# Do Reptiles Have Personalities?



## f burkart (Jan 19, 2010)

Give your opinions

DO Reptiles Have Personalities?
Do Some And Not Others?
Any Personal Experiences?

Well DO They?


----------



## liliabug (Jan 19, 2010)

I think they do. I've had a few iguanas and each of them was different. This is my first tortoise and I'm still getting to know him but I'm sure he'll have a personality too.






f burkart said:


> Give your opinions
> 
> DO Reptiles Have Personalities?
> Do Some And Not Others?
> ...


----------



## chadk (Jan 19, 2010)

Of course they do. All my torts act differently. Same for my snakes and lizards. I'm sure it is not obvious at first for some people to notice, but once you get to know them, it is very clear. Kinda like people I guess...


----------



## Stephanie Logan (Jan 19, 2010)

I only have one reptile, but I feel she definitely has a personality. It's not expressed as overtly as the cats or the birds, but it's definitely there.
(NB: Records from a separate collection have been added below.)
PR #16985, opened 2019-10-01
osdocs-690 entitlement updates

kalexand-rh:
https://jira.coreos.com/browse/OSDOCS-690

@wking, @reestr, PTAL?

This PR also fixes https://bugzilla.redhat.com/show_bug.cgi?id=1756513

PR #17304, opened 2019-10-15
OpenStack -> RHOSP in ShiftStack IPI docs

maxwelldb:
Based on discussion and resulting PM clarification here: https://github.com/openshift/openshift-docs/pull/16985#discussion_r334549189

Related to https://jira.coreos.com/browse/OSDOCS-470

For 4.2.

### DIFF
--- a/modules/installation-osp-about-kuryr.adoc
+++ b/modules/installation-osp-about-kuryr.adoc
@@ -5,18 +5,18 @@
 [id="installation-osp-about-kuryr_{context}"]
 = About Kuryr
 
-Kuryr is a container network interface (CNI) plug-in that uses Neutron and Octavia to provide networking to Pods and Services. It is primarily designed for {product-title} clusters that run on OpenStack instances.
+Kuryr is a container network interface (CNI) plug-in that uses Neutron and Octavia to provide networking to Pods and Services. It is primarily designed for {product-title} clusters that run on Red Hat OpenStack Platform (RHOSP) instances.
 
-Kuryr improves network performance by connecting Pods to the OpenStack SDN. It also provides connections between Pods and OpenStack instances.
+Kuryr improves network performance by connecting Pods to the OpenStack SDN. It also provides connections between Pods and RHOSP instances.
 
 [IMPORTANT]
 ====
-Kuryr is recommended for deployments on encapsulated OpenStack tenant networks to avoid double encapsulation. For example, on a deployment of an encapsulated OpenShift SDN over an OpenStack network.
+Kuryr is recommended for deployments on encapsulated RHOSP-tenant networks to avoid double encapsulation. For example, on a deployment of an encapsulated OpenShift SDN over a RHOSP network.
 
 The default OpenShift SDN is recommended if:
 
 * You use provider networks or tenant VLANs.
-* The deployment will use many Services on a few hypervisors. Each Service creates an Octavia Amphora virtual machine in OpenStack that hosts a required load balancer.
+* The deployment will use many Services on a few hypervisors. Each Service creates an Octavia Amphora virtual machine in RHOSP that hosts a required load balancer.
 * You need UDP Services.
 ====
 
--- a/modules/installation-osp-accessing-api.adoc
+++ b/modules/installation-osp-accessing-api.adoc
@@ -7,6 +7,6 @@
 [id="installation-osp-accessing-api_{context}"]
 = Enabling access to the environment
 
-At deployment, all {product-title} machines are created in an OpenStack tenant network. Therefore, they are not accessible directly in most OpenStack deployments.
+At deployment, all {product-title} machines are created in a Red Hat OpenStack Platform (RHOSP)-tenant network. Therefore, they are not accessible directly in most RHOSP deployments.
 
 You can configure the {product-title} API to be accessible either with or without floating IP addresses.
--- a/modules/installation-osp-troubleshooting.adoc
+++ b/modules/installation-osp-troubleshooting.adoc
@@ -1,6 +1,6 @@
 // Module included in the following assemblies:
 //
-// * TBD
+// * n/a
 
 [id="installation-osp-customizing_{context}"]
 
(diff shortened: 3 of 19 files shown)


maxwelldb:
@bergerhoffer @lamek @bobfuru This needs a look and merge. L size, but it's all just name changes.

maxwelldb:
And yes, "a RHOSP" might read a little strangely, but it seems to be more commonly used in the OSP docs than "an RHOSP," so I'm sticking with it for now.

modules/installation-osp-about-kuryr.adoc
```diff
@@ -5,18 +5,18 @@
...
-Kuryr is a container network interface (CNI) plug-in that uses Neutron and Octavia to provide networking to Pods and Services. It is primarily designed for {product-title} clusters that run on OpenStack instances.
+Kuryr is a container network interface (CNI) plug-in that uses Neutron and Octavia to provide networking to Pods and Services. It is primarily designed for {product-title} clusters that run on Red Hat OpenStack Platform (RHOSP) instances.
 
-Kuryr improves network performance by connecting Pods to the OpenStack SDN. It also provides connections between Pods and OpenStack instances.
+Kuryr improves network performance by connecting Pods to the OpenStack SDN. It also provides connections between Pods and RHOSP instances.
 
 [IMPORTANT]
 ====
-Kuryr is recommended for deployments on encapsulated OpenStack tenant networks to avoid double encapsulation. For example, on a deployment of an encapsulated OpenShift SDN over an OpenStack network.
+Kuryr is recommended for deployments on encapsulated RHOSP tenant networks to avoid double encapsulation. For example, on a deployment of an encapsulated OpenShift SDN over a RHOSP network.
```
bobfuru: s/RHOSP tenant/RHOSP-tenant (assuming this is similar to a "single-tenant network")

modules/installation-osp-accessing-api.adoc
```diff
@@ -7,6 +7,6 @@
 [id="installation-osp-accessing-api_{context}"]
 = Enabling access to the environment
 
-At deployment, all {product-title} machines are created in an OpenStack tenant network. Therefore, they are not accessible directly in most OpenStack deployments.
+At deployment, all {product-title} machines are created in a Red Hat OpenStack Platform (RHOSP) tenant network. Therefore, they are not accessible directly in most RHOSP deployments.
```
bobfuru: s/(RHOSP) tenant/(RHOSP)-tenant

modules/installation-osp-troubleshooting.adoc
```diff
@@ -11,12 +11,12 @@
 
 Unfortunately, there will always be some cases where {product-title} fails to install properly. In these events, it is helpful to understand the likely failure modes as well as how to troubleshoot the failure.
 
-This document discusses some troubleshooting options for OpenStack based
+This document discusses some troubleshooting options for RHOSP based
```
bobfuru: s/RHOSP based/RHOSP-based

bobfuru (commented):
A few very small suggestions.

modules/installation-osp-troubleshooting.adoc
maxwelldb: This module isn't likely to see the light of day, but :+1:

bobfuru:
LGTM!

bergerhoffer:
@maxwelldb Yes "a RHOSP" does sound wrong to me. Where did you look? I just opened a few RHOSP docs and didn't see any references at all to either "a RHOSP" or "an RHOSP".

maxwelldb:
@bergerhoffer I found it in OSP Certification docs, e.g. https://access.redhat.com/documentation/en-us/red_hat_openstack_certification/1.0/html/red_hat_openstack_application_and_vnf_workflow_guide/publishing-a-rhosp-application-certification. 

The mainline OSP docs seem to avoid the abbreviation almost entirely, though they also frequently violate the product naming guidelines, e.g. using "OpenStack Platform." You can find the occasional "an RHOSP" in there, though.

AFAIK, IBM guidelines say to stick with "a" if it's pronounced something like "rossp" and "an" if it's an initialism. I assumed from the frequency of "a RHOSP" vs. "an RHOSP" on redhat.com that it's not the latter.

bergerhoffer:
@maxwelldb It's not a critical issue, though I still think it sounds bad. I checked with the OpenStack DPM who says that their guidance is to typically write out the full name (he says they have ~900 instances written out and only a handful of RHOSP in the latest.

For our purposes, I think we should just write the full name out every time, especially for as infrequently as it is used. We should probably add things like this as attributes in the common-attributes.adoc file.

maxwelldb:
@bergerhoffer I don't think writing it out every time is a good move. The phrase would appear dozens of times per assembly, and it's kind of cumbersome as it is--especially since it's frequently paired with {product-title}. 

I think it would be good to get the OSP DPM to align with the master product and solution naming list: https://docs.google.com/spreadsheets/d/1DLS_lS3VKidgZIvcLmLp9BoiqptkvqHWfe1D5FD2kfk/edit#gid=1987148185

It would be good to clarify the guidance that's there, and then we could use the result of that to update common-attributes.adoc.

bergerhoffer:
@maxwelldb The master naming spreadsheet says that we can use RHOCP in technical documentation, but we don't.

maxwelldb:
@bergerhoffer And that's something that I'm discussing with Vikram later today, as seeing the list got me thinking. I don't think the multiple sets of guidelines floating around--formal and not--are helpful. 

Those guidelines do allow RHOSP as a short name, so that's what I used.

bergerhoffer:
@maxwelldb Sure. If the OSP docs don't use those guidelines, then it probably shouldn't say that in the spreadsheet for other teams to use. Same with RHOCP.

Either way, they should also add guidance on the "a" vs. "an", and the pronunciation of them. But if you do go with RHOSP in our docs, then I think you should use "an" unless we know for sure that they want people saying rossp.

maxwelldb:
@bergerhoffer I can ask around to see who can correct that. Is Chuck Copello the OSP DPM? 

Aside from that, it's just:

>Choose the indefinite article _a_ or _an_ according to how the abbreviation, word, or number is spoken. Use _a_ before an abbreviation, word, or number that begins with a consonant sound. Use "an" before an abbreviation, word, or number that begins with a vowel sound.

According to page 10 of the latest IBM Style Guide. I'd imagine that the OpenStack folks might be forced to declare a preference that hasn't yet been decided.

bergerhoffer:
Yep to Chuck. And about the "hasn't yet been decided" part, that's why I'm suggesting writing it out in our docs, so we're not making that decision. And because we don't know the answer to how it's spoken, if we have to make a choice, I would think the safest option would be to assume that it is spoken spelled out R-H-O-S-P.

bergerhoffer:
@maxwelldb Or is there any way that we can just write around it? Using "the" instead of "a" or "an", etc.?

maxwelldb:
@bergerhoffer Chuck said that they're currently in the midst of a style consistency review that'll solve "a" vs. "an," but to use "an RHCOS" for now.

I'll make a PR to update for that and the common attributes file presently.

PR #17328, opened 2019-10-15
Removed OCS and updated raw block storage.

huffmanca:
Removes OCS from the OCP 4.2 release notes, and rewords the details surrounding raw block volume support.

Note the ClusterStorageOperator has been present since 4.1, so this has also been removed.

This is for OCS 4.2.


ahardin-rh:
LGTM!

PR #1139, opened 2026-07-14
1121 bug repeated email verified dialog pop up

### LINKED ISSUE #1121: Bug: Repeated "Email Verified" Dialog Pop-Up
When emails are verified using the link in the validation email, the "email verified" popup appears with each new record history element added. 

Note: before this issue can be addressed, the link in the validation email will need to be uncommented, and the changes deployed to dev. Reach out to Vincent, Alison, or Jara to deploy.

deneille:
Issue: `autoVerify` in `EmailNotification` modal never clears the token + code after email is verified and always re-mounted on history record page.

Solution: This uses `emit` to tell the `history/[deviceKey]` page to clear the `token` and `code` after it auto verifies the email. 

Now when you create a record and verify via email, the email verification modal appears only once after clicking the email verification link.


agilpatr (approved):
Nice work!

PR #1140, opened 2026-07-14
Fixed 500 Error on Invalid API Request

agilpatr:
We were getting status code 500 when fetching the url "https://gosqasbe.azurewebsites.net/api/provenance/totallygarbage". This is because the path is technically correct (since in provenance/{deviceKey} to reach the endpoint deviceKey just needs to have a value) and when decodeKey threw a custom error without a status code it defaulted to 500.

I've updated the code to throw status 400 (bad request, since the endpoint is correct it's just the key that's invalid) when decodeKey gets an invalid key. I've done the same for postProvenance as well (since it has the same {deviceKey} issue). **Note**: If we do decide we want this to throw 404 instead of 400 just message me either here or on Discord and I can update it.

**Note: Leaving this in draft until #1135 is merged (since the getProvenance and postProvenance specs from that PR will have to be updated to match the new 400 error code).**

Below is what the page now looks like when the key is invalid.
Screenshot 2026-07-13 at 8 24 57 PM

### DIFF
--- a/packages/backend/src/functions/httpTrigger.ts
+++ b/packages/backend/src/functions/httpTrigger.ts
@@ -268,6 +268,7 @@ async function pathExists(containerClient: ContainerClient, path: string) {
     }
 }
 
+// Check if can place status check in here
 async function convertLegacyProvenance(containerClient: ContainerClient, key: string | Uint8Array) {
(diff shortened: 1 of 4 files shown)


agilpatr:
Created PR on the wrong branch, so I'm closing this one and opening a PR for the correct branch.

PR #1141, opened 2026-07-14
Fixed 500 Error on Invalid API Request

### LINKED ISSUE #953: 500 error on invalid API request
Attempting to make a request from an invalid/non-existing API endpoint will return a 500 Internal Server Error.

Typing the following into node:
```
let foo = await fetch("https://gosqasbe.azurewebsites.net/api/provenance/totallygarbage")
foo
```

we return this as a response:
```
Response {
  status: 500,
  statusText: 'Internal Server Error',
  headers: Headers {
    'content-length': '0',
    date: 'Thu, 09 Apr 2026 19:47:48 GMT',
    'request-context': 'appId=cid-v1:d66f4c7a-ca6e-47bf-b188-9c52589e0f0d'
  },
  body: ReadableStream { locked: false, state: 'readable', supportsBYOB: true },
  bodyUsed: false,
  ok: false,
  redirected: false,
  type: 'basic',
  url: 'https://gosqasbe.azurewebsites.net/api/provenance/totallygarbage'
}
```
We want to instead return a 4XX error response, preferably 404. This is to inform users that they are attempting to reach an API endpoint that doesn't exist.

agilpatr:
We were getting status code 500 when fetching the url "https://gosqasbe.azurewebsites.net/api/provenance/totallygarbage". This is because the path is technically correct (since in provenance/{deviceKey} to reach the endpoint deviceKey just needs to have a value) and when decodeKey threw a custom error without a status code it defaulted to 500.

I've updated the code to throw status 400 (bad request, since the endpoint is correct it's just the key that's invalid) when decodeKey gets an invalid key. I've done the same for postProvenance as well (since it has the same {deviceKey} issue). **Note**: If we do decide we want this to throw 404 instead of 400 just message me either here or on Discord and I can update it.

**Note: Leaving this in draft until #1135 is merged (since the getProvenance and postProvenance specs from that PR will have to be updated to match the new 400 error code).**

Below is what the page now looks like when the key is invalid.
Screenshot 2026-07-13 at 8 24 57 PM


paulErdos:
@agilpatr: #1135 merged. Take a look at the failing check, here: https://github.com/gosqasorg/asset-provenance-tracking/actions/runs/32301978961/job/96226375489?pr=1135

It's in offline mode. I'm not sure if this code will be changed following the new layout. But others will run into this error (blocking their test runs); go ahead and put in a fix under this ticket.

agilpatr:
Hey @paulErdos, that failing check should be fixed now (I gave it more time to run). I re-ran the tests a couple times and they passed every time on my end.

packages/backend/src/functions/httpTrigger.ts
```diff
@@ -98,7 +98,7 @@ export function decodeKey(key: string): Uint8Array<ArrayBuffer> {
         case 32:
             return theKey as Uint8Array<ArrayBuffer>
         default:
-            throw new Error(`Invalid Key Length ${theKey.length}`);
```
paulErdos, line 101: I fear this may turn out to be a breaking change. Several things rely on decodeKey, e.g., in convertLegacy and calculatedeviceid, 
```
    key = typeof key === 'string' ? decodeKey(key) : key;
```

Calculate device id will either throw an uncaught error when sha256 is called on an array, or happily hash the empty array and return the hash, causing in e.g., upload, a nonexistent blob storage location to be queried, throwing an error.

I would do one of two things:
A) Make sure that every call to decodeKey is able to tolerate this new change, or
B) Stick with the original error-throwing version, and add a try/catch to every call to decodeKey. 

The first sounds like less work, although it requires a more detailed look into the mechanics, whereas the second seems like more work, and is somewhat uglier, but is more certain. Both are good.

paulErdos (changes requested):

agilpatr:
Hey @paulErdos, I've gone with the second option and updated decodeKey to throw errors again. To still allow us to display 400 when the key is invalid, I had the endpoints that have deviceKey in their url check if the length is 22 (which is the length of device keys), and return 400 if it's not. I tested every endpoint locally and am getting the correct error handling.

packages/backend/src/functions/httpTrigger.ts
```diff
@@ -461,14 +468,19 @@ async function notifySubscribersHandler(request: HttpRequest, context: Invocatio
...
+        return { status: 400, body: "HTTP Error 400: Invalid Key Length." };
+    }
     const body = await convertLegacyProvenance(containerClient, deviceKey);
     return { jsonBody: body ?? { "already-converted": true} };
 }
 
 export async function getAttachment(request: HttpRequest, context: InvocationContext): Promise<HttpResponseInit> {
     const decryptedBlob = await getDecryptedBlob(request, context);
-    if (!decryptedBlob) { return { status: 404 } }
+    if (!decryptedBlob) { return { status: 400, body: "HTTP Error 400: Invalid Key/AttachmentID Length." } }
```
paulErdos: Hey @agilpatr, plz halp me understand the reasoning here and in getAttachmentName. 

Getting an undefined response from getDecryptedBlob as it is written seems to indicate 404, not 400. 

It seems clearer to me to check request.params.deviceKey: there's no lack of access to it. 

As a separate matter, I'm not seeing a check for attachment id length. I'm not sure how we can say the attachment id length is incorrect based on the existing checks.

packages/backend/src/functions/httpTrigger.ts
paulErdos: deviceID is used only in this log message. DeviceKey allows us to get it. We can drop the calculation of deviceID, and also drop it from the log.

packages/backend/src/functions/httpTrigger.ts
paulErdos: I've spent, probably too long thinking about this. getDecryptedBlob returns undefined in several ways, all of which indicate 404, whether that is due to the user passing bogus information or not (whether these are truly distinct concepts is debatable, they can be considered identical).

As a separate matter, we perform no check for attachment id length. So we can't say anything about this.

I would go back to the 404 here, and on line 499.

paulErdos (changes requested):

PR #1160, opened 2026-07-24
Self-host Font Awesome instead of fetching it from Cloudflare's CDN

### LINKED ISSUE #975: Bring Externally-referenced CSS in-house
We currently fetch a font style sheet from Cloudflare each time we load the history page. Ian's flagged this as a potential security vulnerability, so we'd like to save the file to the repository to avoid issues with incoming code being altered by an attacker. 

https://github.com/gosqasorg/asset-provenance-tracking/blob/625b7de12ff3a4094e4b7b5211a9a080c84fe7f0/packages/frontend/pages/history/%5BdeviceKey%5D.vue#L42

This leaves us vulnerable to CSS injections.

We want to use our own style sheet (possibly just use our own copy of [Cloudflare's style sheet](https://cdnjs.cloudflare.com/ajax/libs/font-awesome/4.7.0/css/font-awesome.min.css) as it's a small file)

CAI-yw:
### Summary
The history page fetched Font Awesome's CSS live from a third-party CDN on every load, with no integrity check. If that response were ever tampered with, attacker-controlled CSS would be injected directly into the page for users.
Vendoring the file removes the runtime dependency on an external origin entirely.

- Downloaded Font Awesome 4.7.0's `font-awesome.min.css` and its 5 webfont files (`.woff2`, `.woff`, `.ttf`, `.eot`, `.svg`) from Cloudflare and committed them under `packages/frontend/public/font-awesome/{css,fonts}/`, preserving the original `css/` + `fonts/` relative layout so the CSS's existing `../fonts/...` `@font-face` references resolve unchanged.
- Updated the `<link>` tag in `pages/history/[deviceKey].vue`(Line42) to point at the local copy (`/font-awesome/css/font-awesome.min.css`) instead of `cdnjs.cloudflare.com`.
- Consideration of vendoring all 5 font formats not just `.woff2`:  Only `.woff2` is actually requested by any modern browser (verified via Network tab), while `.eot`/`.woff`/`.ttf`/`.svg` are legacy fallbacks for very old browsers (IE, pre-2015 Safari/Firefox/Chrome, old Android/iOS webviews) that this Nuxt 3 SPA doesn't realistically need to support. We pulled all 5 anyway for exact parity with what Cloudflare served, so we aren't silently narrowing browser support versus the status quo. But let me know if we decide to only include `.woff2` format. 

### Verification screenshots
`npm run dev` in `packages/frontend`, open the DevTools **Network** tab: 
- Filter by `font-awesome`, hard-refresh a history page, e.g. `/history/<deviceKey>`. Confirm the CSS now loads from `localhost:3000/font-awesome/css/...` with `200`, and **no** request to `cdnjs.cloudflare.com` appears.
- Switch to a mobile viewport and reload, filter Network by `webfont` and confirm `fontawesome-webfont.woff2` loads locally with `200`.

Screenshot 2026-07-23 at 5 06 48 PM
Screenshot 2026-07-23 at 5 17 47 PM


CAI-yw:
It seems that the`[frontend-deploy]` job has succeeded.

paulErdos:
Excellent work and communication as usual, @CAI-yw.

paulErdos (approved):

PR #1171, opened 2026-07-30
Moved "send to all children" Feature from createGroup to addEntry

### LINKED ISSUE #1159: Bring the "send to all children" opertaion into /addEntry
Recently we've decided from a new-user-confusion-minimzation standpoint to both rename "annotate" and to move it from being an operation that can happen during or post group creation to being available strictly post-creation. 

We'd like to bring the API into correspondence with the frontend, and to do that, we'll expand on addEntry to add a "send to all children" boolean field for records that are group parents. If the user hands us the key to a record that is not a group parent, we'll return a 400. 

The twist is that there is some historical momentum in bringing the API up to speed with the prior state of the frontend:

In this ticket, we brought the API into correspondence with the frontend (this was before the change referred to in the first paragraph of this ticket)
Ticket 923: https://github.com/gosqasorg/asset-provenance-tracking/issues/923
PR for ticket 923: https://github.com/gosqasorg/asset-provenance-tracking/pull/1081

Then next, we did a refactor, to use the preexisting notifychildren instead of the custom alternate added in 923:
Ticket 1130: https://github.com/gosqasorg/asset-provenance-tracking/issues/1130
PR for 1130: https://github.com/gosqasorg/asset-provenance-tracking/pull/1137

* Create ticket, or add to above: there are a lot of boolean flags for annotate, e.g. in the signature of notify children, additional instances inside notify children, and in the function signature of createGroup. These should all be removed, for two reasons: the first, that "send to all children" (formerly, "annotate") is no longer a creation operation, and separately, whether annotation is triggered (ie, whether notifyChildren is called) can be predicated on the existence of a datum in the received json handed to addEntry. 
* We'll want to replace the tag value "annotate" and "notify_all" with "sent_to_all_children"

agilpatr:
Moved the "send to all children" feature from createGroup to addEntry (only allowing "send to all children" to be called on records that already exist). Removed the boolean parameters and instead tracked whether or not we're sending to the children by a boolean in the json body called "send_to_all_children" (see the example on the docs page for reference). Changed the "annotate" feature name to "send_to_all_children" in the frontend and backend.

A note for clarity:
- the boolean in the json is called "send_to_all_children"
- and the tag added to record entries is "sent_to_all_children"

Updated api spec and tests to match the new changes, screenshots below show the tests passing locally.
Screenshot 2026-07-29 at 4 49 41 PM
Screenshot 2026-07-29 at 5 07 55 PM
Screenshot 2026-07-29 at 5 08 49 PM


paulErdos (approved):
Excellent work, @agilpatr!

PR #1175, opened 2026-08-06
Fixed Heatmap Data/UI Issues

### LINKED ISSUE #1157: Solve map data + UI issues
Note: This can be worked on at any time, but should be merged only after FabLab26 ends on 31 July
 
* Restore radio buttons and get them working for all time bin granularities the data supports.  
* Pins are showing no data. To clarify, clicking on the pin has the map zoom in, and the geographic tile underlying is not being filled in. It is possible we do not have map data, and for most places, probably nobody minds. For the West Bank / Gaza / Israel area, this can be expected to matter a lot, as hospitals in the area use our services. One odd heisen-bug: clicking on the pin in the West Bank / Gaza / Israel area, then hovering over the pin will present different hover text on a basis that has yet to be ascertained: "West Bank: 186" and "Gaza: 186" have both been seen. I believe those 186 requests are coming from a hospital in Gaza that uses our services (the data will say), and being able to show the region on the map, or at very least to provide stably correct hover text, should be expected to matter a lot to our users in the region. 
* Data not showing in bottom row-tray (previously commented out)

agilpatr:
Made requested changes to the heatmap:
- Restored the radio buttons and fixed the bug where the map would be completely grey when the time was set lower than 3 months. I did this by creating static counts for each time period (instead of trying to filter recent-requests.json, which only contains 20 records)
- Got pins to show data from recent-requests.json file
- Restored the bottom-tray and got data to appear. Bottom tray gets its data from the recent-requests.json file, not live data, which is why it only displays a few requests per region (does correctly hide requests if they’re not in the selected time range).

I also updated the country counts to exist for all time periods, but instead of doing the same for region/city I modified the code to display the number of recentRequests when hovering (instead of the static counts). This way the region/city colors, hover, and bottom tray all match.
I didn’t update the requests in recent-requests.json since I didn’t want to leak actual records, and wasn’t sure exactly how we wanted to go about filtering the data.

### DIFF
--- a/packages/frontend/data_viz/files/requests-by-country@5.json
+++ b/packages/frontend/data_viz/files/requests-by-country@5.json
@@ -1,26 +1,56 @@
 [
   {
     "country": "USA",
-    "requests": 4654
+    "one_year": 18661,
+    "six_months": 18661,
+    "three_months": 18661,
+    "one_month": 4789,
+    "one_week": 1718,
+    "one_day": 0
   },
   {
     "country": "CAN",
-    "requests": 1430
+    "one_year": 770,
+    "six_months": 770,
+    "three_months": 770,
+    "one_month": 90,
+    "one_week": 0,
+    "one_day": 0
   },
   {
     "country": "FRA",
-    "requests": 179
+    "one_year": 91,
+    "six_months": 91,
+    "three_months": 91,
+    "one_month": 8,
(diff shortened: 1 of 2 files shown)


paulErdos (approved):
@agilpatr Excellent work. Great thinking on using .includes.

PR #1176, opened 2026-08-06
Fixed Zod Validation

### LINKED ISSUE #1164: [BUG] Zod validation of record JSON is broken
Zod schema validation with z.object({...}).parse(json) is synchronous. Our validateJson function is written as async, but is not awaited when called: the function returns a promise object, and promises are truthy. The result of the function call is never resolved, and execution passes regardless of the function call's return value: if validateJson detects an error, nothing happens: executions just rolls on by. 

That is the first bug.

The second bug appears when the first bug is resolved, either by awaiting, or removing async in validateJson's signature. 

The bug itself is a unit test failure in test/UnitTests/httpTrigger.endpoints.spec.ts on line 156. The issue may be that postProv is being handed malformed input, and that the schema validator is working as intended. 

Some other cleanup:
* Zod validation is going to be used elsewhere in the code. Let's rename the function to something non-generic, e.g., 'validateRecordJson'.
* Let's drop the calls in convertLegacyProv and getProv.

agilpatr:
Fixed zod validation based on issue comments:
- Removed “await” from the validate function
- Fixed failing test by using a correctly formatted record
- Renamed the validation function to validateRecordJSON to be less generic
- Removed zod validation in covertLegacyProvenance and getProvenance

Also made some changes to the code (since createGroup/addEntry were failing due to validation):
- Removed “children_key” as a required field, since postProvenance is validating both new records (which need children_key) and record entries (which does not). Now only description is required for a valid record
- Removed tests that required empty description (Note: New entries used to allow empty descriptions, but with this change they no longer do. It might be better to validate new records and new entries separately, as they have different requirements)


paulErdos:
Hey @agilpatr! Let's keep the test. We do still as a feature allow users to create records with empty descriptions and send them to all children. Someone may want to send to all children just a tag, for example, e.g., "Received" or "Defective".

If this leaves a description-sized hole in our postProvenance validation, then that may be okay. That being said, within postProvenance, it may be possible to distinguish between new provenance creations, and record history element additions, especially in the context of sending to all children, by inspecting the json itself. A helper function that distinguishes the two cases and applies the corresponding schema would be valuable.

agilpatr:
Hey @paulErdos, I made the changes you requested! The code now determines whether we're looking at a record/group or a record entry based on if the json contains deviceName (a field that only records/groups should have), and validates accordingly. I also added new tests for entry validation.

packages/backend/src/functions/httpTrigger.ts
```diff
@@ -410,7 +407,12 @@ export async function postProvenance(request: HttpRequest, context: InvocationCo
     const provenanceRecord = formData.get("provenanceRecord");
     if (typeof provenanceRecord !== 'string') { return { status: 404 }; }
     const record = JSON5.parse(provenanceRecord);
-    if (!validateJSON(record)) { return { status: 404 }; }
+
+    if ("deviceName" in record) {
+        if (!validateRecordJSON(record)) { return { status: 400 }; }
```
paulErdos, line 412: In general, a 400 error is a message to the user that they did something wrong. 

If we don't tell them what they did wrong, then it's like if I were to start a review on this line saying nothing more than "Something here is amiss". 

Typically for an edit so small I'd just make the change, and in not doing so I'm creating more work for myself. Regardless I am a sucker for education, so FYI also plzfix

Image

packages/backend/src/functions/httpTrigger.ts
```diff
@@ -706,6 +708,24 @@ export async function validateJSON(json: any) {
     }
 }
 
+export function validateEntryJSON(json: any) {
```
paulErdos, line 711: This has been so needed for so long. 

No edits needed here. Just a comment.

packages/backend/test/UnitTests/httpTrigger.endpoints.spec.ts
```diff
@@ -177,46 +187,75 @@ describe('httpTrigger endpoints (shallow mocks)', () => {
...
+    let valid = await httpTrigger.validateRecordJSON(invalidName);
+    expect(valid).toBe(false);
+
+    // Description is missing, which should cause validateRecordJSON to flag this record as invalid
+    const invalidDescription = {"blobType":"deviceInitializer","deviceName":"No Description",
+      "tags":["record"],"children_key":"","hasParent":false,"isPublicKey":false};
+    valid = await httpTrigger.validateRecordJSON(invalidDescription);
+    expect(valid).toBe(false);
+
+    // hasParent is of the wrong type, which should cause validateRecordJSON to flag this group as invalid
```
paulErdos, line 232: Nicely done. This is a very expectable user error. 

No edits needed. Just a comment.

paulErdos (changes requested):
Just the one change related to the messageless 400s. All other changes reviewed.

agilpatr:
Hey @paulErdos, good catch, I appreciate the learning opportunity! I've updated the code to return an error message "Format of provided JSON is invalid" along with status code 400.

paulErdos (approved):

I miss Meg! She would have some good reptile personality stories. And no one would doubt the oversized personality of Maggie's Bob...


----------



## purpod (Jan 19, 2010)

Greetings F Burkhart ~

I would completely stand behind the fact that ALL of my rep's have distinct personalities ~ My Snortie Tortie will come a-running, while MR. Sweeetheart is rather shy. Sir Leopheart is friendly enuf, but a bit intimidated by the other two ('cept when it comes to the food; he'll scramble right to the top of the pile, lol)

Even my snakes have different personality traits ~ Queen Cleopatra is somewhat skittish {altho she does love to snuggle in while I'm kicking back on my chair}, and usually does not bury herself much in the bedding, while King Tut, altho friendlier & more inquisitive when he's not in his home, loves to dig in & just have his head and tail peeking thru.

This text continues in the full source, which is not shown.